Power system engineers have ‘created’ the term ‘Reactive power’ with no obvious reasoning or logic. I am not sure who invented this term, but it has caused a lot of confusion within the power system community. I personally prefer the term ‘Oscillatory power’ to ‘Reactive power’. However, we are stuck with the terminology and we have no choice but to accept it and move on! For our purposes, let us treat the terms ‘Reactive power’ and ‘Oscillatory power’ synonymously.
Most power system textbooks introduce the term ‘Reactive power’ without adequate background and explanation. This is criminal!

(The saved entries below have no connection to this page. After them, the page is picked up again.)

PR #365, opened 2017-04-12
Balance transaction deserialization with support for expandable source objects

kion:
# The Task

Implement balance transactions view with metadata (e.g. customer name, payment summary) rendered for records of type "charge". To make it clear, `Charge` objects we create are populated with metadata we need to store. This task is only about extracting that metadata from balance transaction records corresponding to charges.

Note: I'm aware balance transactions do not support metadata, but according to API docs, "source" object on balance transaction is expandable and is capable of returning full nested structure of corresponding charge, transfer, etc.

# The Problem

If "data.source" expansion is requested, returned JSON data structure looks correct - it does contain nested objects.

However, stripe-java unfortunately does not support this currently.

Consider the following API call:

`Map<String, Object> params = new HashMap<String, Object>();`
`params.put("expand", Arrays.asList(new String[]{ "data.source.metadata" }));`
`BalanceTransactionCollection transactions = BalanceTransaction.list(params);`

It worked perfectly without "expand" param set (but obviously didn't contain the nested objects we needed to get), but as long as param is set, it fails with the following exception:

> com.google.gson.JsonSyntaxException: java.lang.IllegalStateException: Expected a string but was BEGIN_OBJECT at line 15 column 18 path $.data[0].source

This happens when execution flow reaches the following line within `LiveStripeResponseGetter._request` method:

`T resource = APIResource.GSON.fromJson(rBody, clazz);`

Obviously Gson fails to properly deserialize balance transaction JSON structure that has nested source object, b/c `BalanceTransaction.source` is defined as `String`. 

To make it clear, I'm aware that stripe-java has support for expandable fields, but the challenge there is that just changing "source" type on `BalanceTransaction` from `String` to `ExpandableField<...>` wouldn't work b/c nested "source" objects within returned JSON might have *different types* (i.e. some are charges, others are transfers, adjustments, etc), while `ExpandableField` requires single generic type (`<? extends HasId>`).

# The Solution

Note: I tried to solve this in a different way initially - see pull request https://github.com/stripe/stripe-java/pull/361 - , which worked just fine with JSON structures returned by end-point requests, but was incompatible with incoming JSON structures for webhooks (was throwing exception on `APIResource.GSON.fromJson(jsonBody, Event.class)` call); this new solution supports both and looks a bit more elegant too.

Here's a list of changes I made to solve the problem:

- added a bunch of transient properties for various possible nested "source" object types (e.g. “sourceCharge", “sourceTransfer", etc.) to `BalanceTransaction` class (I only added a few, might need to support more in the future) which would be populated based on the type of corresponding "source" object (others would remain null); so, for example, if nested "source" object was of type "charge", you'd be able to call `balanceTransaction.getSourceCharge()` to get populated `Charge` instance
- implemented new `BalanceTransactionDeserializer` class that supports nested "source" objects deserialization for balance transactions and registered it within `APIResource.GSON` (i.e. mapped it to `BalanceTransaction` class via `GsonBuilder`)

I only needed support for nested "charge" objects, but also added support for "transfer" and "refund" ones - for the sake of having an example of how to extend that logic to support more nested object types, if needed.

**NOTE**: I did these changes on separate branch - **balance-transaction-deserializer** - which is based on v3.11.0 of code-base b/c that's the version we use in production currently (i.e. version our code-base is currently integrated with); changes are pretty straightforward though and shouldn't be hard to merge into master branch (GitHub indicates there are no conflicts).

**IMPORTANT**: as far as I can tell, these are non-breaking changes that should be safe to merge in - they should not break any existing code that uses stripe-java, i.e. if someone calls `balanceTransaction.getSource()` in their code, they would still be getting String ID, while those who need full nested source object would rather call one of the new methods for the appropriate "source" object type, e.g. `balanceTransaction.getSourceCharge()` to get nested `Charge` object; `BalanceTransactionDeserializer ` only handles nested "source" object for balance transaction if one is present and only handles types it knows how to handle - in all other cases it does nothing besides of setting "source" object ID (which it always does, of course), so it won't throw exceptions in case no/new/unknown "source" objects are present in JSON data returned by API end-points; and, finally, just FYI: `BalanceTransactionTest` still passes without issues (I did not do any changes to it).

### DIFF
--- a/src/main/java/com/stripe/model/BalanceTransaction.java
+++ b/src/main/java/com/stripe/model/BalanceTransaction.java
@@ -1,5 +1,8 @@
 package com.stripe.model;
 
+import java.util.List;
+import java.util.Map;
+
 import com.stripe.Stripe;
 import com.stripe.exception.APIConnectionException;
 import com.stripe.exception.APIException;
@@ -8,9 +11,6 @@ import com.stripe.exception.CardException;
 import com.stripe.exception.InvalidRequestException;
 import com.stripe.net.APIResource;
 import com.stripe.net.RequestOptions;
-
-import java.util.List;
-import java.util.Map;
 
 public class BalanceTransaction extends APIResource implements HasId {
 	String id;
@@ -26,7 +26,11 @@ public class BalanceTransaction extends APIResource implements HasId {
 	String source;
 	String status;
 	String type;
-
+	
+	transient Charge sourceCharge;
+	transient Transfer sourceTransfer;
+	transient Refund sourceRefund;
+	
 	@Deprecated
 	TransferCollection sourcedTransfers;
 
@@ -146,6 +150,30 @@ public class BalanceTransaction extends APIResource implements HasId {
 	public void setType(String type) {
 		this.type = type;
 	}
+	
+	public Charge getSourceCharge() {
+		return sourceCharge;
+	}
+
+	public void setSourceCharge(Charge sourceCharge) {
+		this.sourceCharge = sourceCharge;
+	}
+
+	public Transfer getSourceTransfer() {
+		return sourceTransfer;
+	}
+
+	public void setSourceTransfer(Transfer sourceTransfer) {
+		this.sourceTransfer = sourceTransfer;
+	}
+
+	public Refund getSourceRefund() {
+		return sourceRefund;
+	}
+
+	public void setSourceRefund(Refund sourceRefund) {
+		this.sourceRefund = sourceRefund;
+	}
 
 	public static BalanceTransaction retrieve(String id) throws AuthenticationException,
 			InvalidRequestException, APIConnectionException, CardException,
@@ -200,4 +228,5 @@ public class BalanceTransaction extends APIResource implements HasId {
 			APIConnectionException, CardException, APIException {
 		return list(params, options);
 	}
+	
 }
--- a/src/main/java/com/stripe/model/BalanceTransaction.java
+++ b/src/main/java/com/stripe/model/BalanceTransaction.java
@@ -27,9 +27,7 @@ public class BalanceTransaction extends APIResource implements HasId {
 	String status;
 	String type;
 	
-	transient Charge sourceCharge;
-	transient Transfer sourceTransfer;
-	transient Refund sourceRefund;
+	transient HasId sourceObject;
 	
 	@Deprecated
 	TransferCollection sourcedTransfers;
@@ -151,30 +149,15 @@ public class BalanceTransaction extends APIResource implements HasId {
 		this.type = type;
 	}
 	
-	public Charge getSourceCharge() {
-		return sourceCharge;
+	public void setSourceObject(HasId sourceObject) {
+		this.sourceObject = sourceObject;
 	}
 
-	public void setSourceCharge(Charge sourceCharge) {
-		this.sourceCharge = sourceCharge;
+	@SuppressWarnings("unchecked")
+	public <O> O getSourceObject() {
+		return (O) sourceObject;
 	}
-
-	public Transfer getSourceTransfer() {
-		return sourceTransfer;
-	}
-
-	public void setSourceTransfer(Transfer sourceTransfer) {
-		this.sourceTransfer = sourceTransfer;
-	}
-
-	public Refund getSourceRefund() {
-		return sourceRefund;
-	}
-
-	public void setSourceRefund(Refund sourceRefund) {
-		this.sourceRefund = sourceRefund;
-	}
-
+		
 	public static BalanceTransaction retrieve(String id) throws AuthenticationException,
 			InvalidRequestException, APIConnectionException, CardException,
 			APIException {
--- a/src/main/java/com/stripe/model/BalanceTransaction.java
+++ b/src/main/java/com/stripe/model/BalanceTransaction.java
@@ -23,11 +23,9 @@ public class BalanceTransaction extends APIResource implements HasId {
 	Long fee;
 	List<Fee> feeDetails;
 	Integer net;
-	String source;
+	ExpandableField<HasId> source;
 	String status;
 	String type;
-	
-	transient HasId sourceObject;
 	
 	@Deprecated
 	TransferCollection sourcedTransfers;
@@ -112,14 +110,6 @@ public class BalanceTransaction extends APIResource implements HasId {
 		this.net = net;
 	}
 
-	public String getSource() {
-		return source;
-	}
-
-	public void setSource(String source) {
-		this.source = source;
-	}
-
 	/**
 	 * @deprecated
 	 * Recent API versions no longer return this field (https://stripe.com/docs/upgrades#2017-01-27).
@@ -149,15 +139,35 @@ public class BalanceTransaction extends APIResource implements HasId {
 		this.type = type;
 	}
 	
-	public void setSourceObject(HasId sourceObject) {
-		this.sourceObject = sourceObject;
+	public String getSource() {
+		if (this.source == null) {
+			return null;
+		}
+		return this.source.getId();
 	}
 
-	@SuppressWarnings("unchecked")
-	public <O> O getSourceObject() {
-		return (O) sourceObject;
+	public void setSource(String sourceID) {
+		this.source = setExpandableFieldID(sourceID, this.source);
 	}
-		
+	
+	public HasId getSourceObject() {
+		if (this.source == null) {
+			return null;
+		}
+		return this.source.getExpanded();
+	}
+
+	public void setSourceObject(HasId o) {
+		this.source = new ExpandableField<HasId>(o.getId(), o);
+	}
+
+	public <O extends HasId> O getSourceObjectAs() {
+		if (this.source == null) {
+			return null;
+		}
+		return (O) this.source.getExpanded();
+ 	}
+	
 	public static BalanceTransaction retrieve(String id) throws AuthenticationException,
 			InvalidRequestException, APIConnectionException, CardException,
 			APIException {
--- a/src/main/java/com/stripe/model/BalanceTransactionDeserializer.java
+++ b/src/main/java/com/stripe/model/BalanceTransactionDeserializer.java
@@ -50,17 +50,19 @@ public class BalanceTransactionDeserializer implements JsonDeserializer<BalanceT
 			sourceId = sourceIdEl != null ? sourceIdEl.getAsString() : null;
 			JsonElement val = sourceJsonObject.get("object");
 			if (val != null) {
+				Class<? extends HasId> sourceObjClass = null;
 				if ("charge".equals(val.getAsString())) {
-					Charge charge = context.deserialize(source, Charge.class);
-					balanceTransaction.setSourceCharge(charge);
+					sourceObjClass = Charge.class;
 				} else if ("transfer".equals(val.getAsString())) {
-					Transfer transfer = context.deserialize(source, Transfer.class);
-					balanceTransaction.setSourceTransfer(transfer);
+					sourceObjClass = Transfer.class;
 				} else if ("refund".equals(val.getAsString())) {
-					Refund refund = context.deserialize(source, Refund.class);
-					balanceTransaction.setSourceRefund(refund);
+					sourceObjClass = Refund.class;
 				}
 				// TODO support other source types (?)
+				if (sourceObjClass != null) {
+					HasId sourceObj = context.deserialize(source, sourceObjClass);
+					balanceTransaction.setSourceObject(sourceObj);
+				}
 			}
 		} else if (!source.isJsonNull()) {
 			throw new JsonParseException("Source field on a balance transaction was a non-primitive, non-object type.");
--- a/src/main/java/com/stripe/model/BalanceTransactionDeserializer.java
+++ b/src/main/java/com/stripe/model/BalanceTransactionDeserializer.java
@@ -1,0 +1,93 @@
+/*
+ * Copyright (c) 2003-2010 SPORTSVITE, LLC. All Rights Reserved.
+ *
+ * This software is the confidential and proprietary information of
+ * SPORTSVITE, LLC and certain third parties ("Confidential Information").
+ * You shall not disclose such Confidential Information and shall
+ * use it only in accordance with the terms of the license agreement
+ * you entered into with SPORTSVITE, LLC.
+ *
+ * SPORTSVITE, LLC MAKES NO REPRESENTATIONS OR WARRANTIES ABOUT THE SUITABILITY OF
+ * THE SOFTWARE, EITHER EXPRESS OR IMPLIED, INCLUDING BUT NOT LIMITED TO THE
+ * IMPLIED WARRANTIES OF MERCHANTABILITY, FITNESS FOR A PARTICULAR PURPOSE,
+ * OR NON-INFRINGEMENT. SPORTSVITE, LLC SHALL NOT BE LIABLE FOR ANY DAMAGES
+ * SUFFERED BY LICENSEE AS A RESULT OF USING, MODIFYING OR DISTRIBUTING
+ * THIS SOFTWARE OR ITS DERIVATIVES.
+ */
+package com.stripe.model;
+
+import java.lang.reflect.Type;
+
+import com.google.gson.FieldNamingPolicy;
+import com.google.gson.Gson;
+import com.google.gson.GsonBuilder;
+import com.google.gson.JsonDeserializationContext;
+import com.google.gson.JsonDeserializer;
+import com.google.gson.JsonElement;
+import com.google.gson.JsonObject;
+import com.google.gson.JsonParseException;
+import com.google.gson.JsonPrimitive;
+
+/**
+ * @author kion
+ */
+public class BalanceTransactionDeserializer implements JsonDeserializer<BalanceTransaction> {
+
+	@Override
+	public BalanceTransaction deserialize(JsonElement json, Type typeOfT, JsonDeserializationContext context) throws JsonParseException {
+		Gson gson = new GsonBuilder()
+				.setFieldNamingPolicy(FieldNamingPolicy.LOWER_CASE_WITH_UNDERSCORES)
+				.create();
+		
+		if (json.isJsonNull()) {
+			return null;
+		}
+
+		if (!json.isJsonObject()) {
+			throw new JsonParseException("BalanceTransaction type was not an object, which is problematic.");
+		}
+		
+		JsonObject btAsJsonObject = json.getAsJsonObject();
+
+		JsonElement source = btAsJsonObject.get("source");
+		
+		btAsJsonObject.remove("source");
+
+		BalanceTransaction balanceTransaction = gson.fromJson(json, typeOfT);
+		
+		String sourceId = null;
+
+		if (source.isJsonPrimitive()) {
+			JsonPrimitive sourceJsonPrimitive = source.getAsJsonPrimitive();
+			if (!sourceJsonPrimitive.isString()) {
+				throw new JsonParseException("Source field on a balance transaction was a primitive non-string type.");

It is good to explain the concept of oscillatory power clearly before introducing the term ‘Reactive power’. This will help to provide a better understanding of reactive power concepts.
As a reaction to the term ‘Reactive’ power, the ‘Average (useful)’ power flow ‘P’ is often referred to as the ‘Active’ power! This is a good example of creation of terminology gone crazy!
Fuzzy Logic
The classic example of how a terminology can influence the understanding of the concepts is the term ‘fuzzy logic’. When Lotfi Zadeh published the revolutionary paper on ‘fuzzy logic’ mathematical theory in 1965 in the U.S., the scientific community in the U.S. were bogged down by the term ‘fuzzy’. Because of this, they did not take the technical paper seriously, even though the information presented had a sound mathematical basis.
When the paper was translated into the Japanese language, the translator used the term ‘clever logic’! So, fuzzy logic became popular in Japan as they were not bogged down by the terminology. Lotfi Zadeh became a hero in Japan. By 1985, Japanese companies introduced fuzzy logic controllers for commercial products such as washing machines and rice cookers. Fuzzy logic controllers are simpler, cheaper and provide better control. Fuzzy logic control is now being used for various industrial applications. Apparently, trains controlled using fuzzy logic move so smoothly that the passengers can hardly notice the motion, unless they look out of the window!
Japan now leads the world in fuzzy logic control, even though the original paper was published in the U.S. – thanks to the person who used the appropriate terminology while translating the technical paper into Japanese!